Studies have found that the sugar substitute aspartame — sold under the brand names NutraSweet and Equal — isn’t as helpful in losing weight as one might think, and now researchers at Massachusetts General Hospital have found a possible explanation.
In their report published online in Applied Physiology, Nutrition and Metabolism, the researchers show how an aspartame breakdown product called phenylalanine interferes with the action of an enzyme previously shown to prevent metabolic syndrome, the symptoms associated with type 2 diabetes and cardiovascular disease.
They also found that mice receiving aspartame in their drinking water gained more weight and developed other symptoms of metabolic syndrome than animals fed similar diets that lacked aspartame.
“Sugar substitutes like aspartame are designed to promote weight loss and decrease the incidence of metabolic syndrome, but a number of clinical and epidemiologic studies have suggested that these products don’t work very well and may actually make things worse,” says Richard Hodin, MD, of the MGH Department of Surgery, the study’s senior author.
“We found that aspartame blocks a gut enzyme called intestinal alkaline phosphatase (IAP) that we previously showed can prevent obesity, diabetes and metabolic syndrome; so we think that aspartame might not work because, even as it is substituting for sugar, it blocks the beneficial aspects of IAP.”
Hodin and colleagues have been working on the issue for quite awhile. In 2013, they published a study that found that feeding IAP to mice kept on a high-fat diet could prevent the development of metabolic syndrome and reduce symptoms in animals that already had the condition.
Phenylalanine is known to inhibit the action of IAP, and the fact that it is produced when aspartame is digested led the researchers to investigate whether that could explain aspartame’s lack of a weight-loss effect.
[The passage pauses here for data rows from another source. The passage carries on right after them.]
PR #2378, opened 2025-02-06
Add NSRDB GOES v4 to iotools

### LINKED ISSUE #2326: Add NSRDB GOES V4
NSRDB's latest "V4" dataset appears to be available. It would be nice to have this available in iotools.

See https://github.com/NREL/SAM/issues/1920 for some additional info. Quoting @cpaulgilman:

>NSRDB V4.0.0 data (1998-2023) is now available from new NREL Developer API endpoints:
>
>https://developer.nrel.gov/docs/solar/nsrdb/nsrdb-GOES-tmy-v4-0-0-download/
>
>https://developer.nrel.gov/docs/solar/nsrdb/nsrdb-GOES-aggregated-v4-0-0-download/
>
>SAM's Advanced Downloads option can access these endpoints, but the direct download from the Location and Resource page still accesses the older V3.2.2 (1998-2022) API endpoint.
>
>Note there is an "aggregated" and "conus" endpoint. The latter seems to be a subset of the former, but need to determine the correct endpoint to use.

Also note that there was an issue with DNI that has been fixed (also in that SAM issue's comments).

williamhobbs:
- [x] Closes #2326
 - [x] Tests added


williamhobbs:
What's the best practice for lines like this one that end up too long? Do I simply add `# noqa` or `# noqa: F401`? (I don't know what F401 is for, but I've seen it used here...)

```python
GOES_URL = NSRDB_API_BASE + "/api/nsrdb/v2/solar/nsrdb-GOES-aggregated-v4-0-0-download.csv"
```

https://github.com/williamhobbs/pvlib-python/blob/4af81a76b4d8bb86b992b5a87ca81dbec6ecb8d5/pvlib/iotools/goes4.py#L15

mikofski:
You could use parentheses 

```python
GOES_URL = NSRDB_API_BASE + ("/api/nsrdb/v2/solar/"
"nsrdb-GOES-aggregated-v4-0-0-download.csv")
```

or just break the string smaller and add them

```python
API_STUB = "/api/nsrdb/v2/solar/"
ENDPOINT = "nsrdb-GOES-aggregated-v4-0-0-download.csv"
GOES_URL = (NSRDB_API_BASE
    + API_STUB + ENDPOINT)
```

imo avoid ignoring pep8 warnings or else they become pointless.

williamhobbs:
Thanks, @mikofski!

docs/sphinx/source/whatsnew/v0.11.3.rst
```diff
@@ -12,6 +12,7 @@ Enhancements
 ~~~~~~~~~~~~
 * Fix a bug in :py:func:`pvlib.bifacial.get_irradiance_poa` which may have yielded non-zero
   ground irradiance when the sun was below the horizon. (:issue:`2245`, :pull:`2359`)
+* Added NREL NSRDB GOES v4 to `pvlib.iotools` (:issue:`2326`, :pull:`2378`)
```
echedey-ls, line 15:
```suggestion
* Add NREL NSRDB GOES v4 API client to :py:mod:`pvlib.iotools`. See :py:func:`~pvlib.iotools.get_goes4`, :py:func:`~pvlib.iotools.read_goes4` and :py:func:`~pvlib.iotools.parse_goes4`. (:issue:`2326`, :pull:`2378`)
```
I couldn't help but review this. The remaining code looks good, I will review in depth in the future :)

williamhobbs:
I'm not 100% sure that I set up the tests in `test_goes4.py` correctly. I copied what was done in `test_psm3.py` and manually downloaded and reformatted as needed the test data csv files. 

See `test_read_goes4_map_variables()` in particular. `columns_mapped` includes variables like `'Ozone'` that are part of a manual download but are not addressed in pvlib. 

I think it's correct, but I could be misunderstanding the goals of some of the tests.

williamhobbs:
Ok, made the switch from "goes4" to "psm4".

IAP is primarily produced in the small intestine, and the researchers found that injecting an aspartame solution into segments of the small intestines of mice significantly reduced the enzyme’s activity. In contrast, IAP activity remained unchanged in bowel segments injected with a saline solution.
“People do not really understand why these artificial sweeteners don’t work. There has been some evidence that they actually can make you more hungry and may be associated with increased calorie consumption. Our findings regarding aspartame’s inhibition of IAP may help explain why the use of aspartame is counterproductive,” says Hodin, who is a professor of Surgery at Harvard Medical School.
“While we can’t rule out other contributing mechanisms, our experiments clearly show that aspartame blocks IAP activity, independent of other effects,” he said.